Administrators. This final rule clarifies in response to public comments that any time a state law applicable to providers or suppliers of Medicaid services in that state is more stringent than the federal requirements, such as a state requirement of a 90 day notice, CMS must enforce the more stringent state requirement as a condition of Medicare payment.

An individual who is the administrator of a SNF who is dissatisfied with the decision of CMS to impose sanctions authorized under 42 CFR sec. 488.446 is entitled to a hearing before an ALJ, to request Board review of the hearing decision, and to seek judicial review of the Board’s decision. The minimum sanction for a first offense is $500. A few commenters on the interim rule expressed concerns about the CMP levels being too low, considering that sec. 6113 of the Affordable Care Act permits fines of up to $100,000 and subsequent exclusion from participating in any federal healthcare programs.

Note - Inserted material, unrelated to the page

PR #4969, opened 2022-03-30
Docs QA

jtoar:
> Update: I've opted to try to cherry pick changes out as they're ready.

This is still a draft and "far" from being ready (relative to the v1 release, which means it'll be ready soon). This PR is the result of my effort to go through all our docs. Excluding the tutorial, it seems I'm 35-50% through, but that even that may be generous. We have a lot of documentation.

The statutory language established a maximum limit, but afforded CMS the discretion to determine the actual amount of the sanctions, CMS responded. Due to the many possible combinations of violations that could be cited, the amount of the penalty will be determined based on the survey findings, CMS said. For example, if it is determined that an administrator of record completely fails to take the necessary and timely actions to adhere to the closure requirements, thus potentially causing harm to residents, then the administrator could be subject to additional CMPs. Any sanctions that have been levied against an administrator could also be reviewed by the state’s licensing agency for possible disciplinary action, including suspension or termination of the administrator’s license, in those states that provide for the licensing of LTC facility administrators. Interpretive guidelines are being developed by CMS that will establish criteria for determination of its CMP amounts.

Under a new subparagraph added to the regulations at sec. 498.5(m), an administrator “who is dissatisfied with the decision of CMS to impose sanctions authorized under sec. 488.446 is entitled to a hearing before an administrative law judge, to request Board review of the hearing decision, and to seek judicial review of the Board’s decision.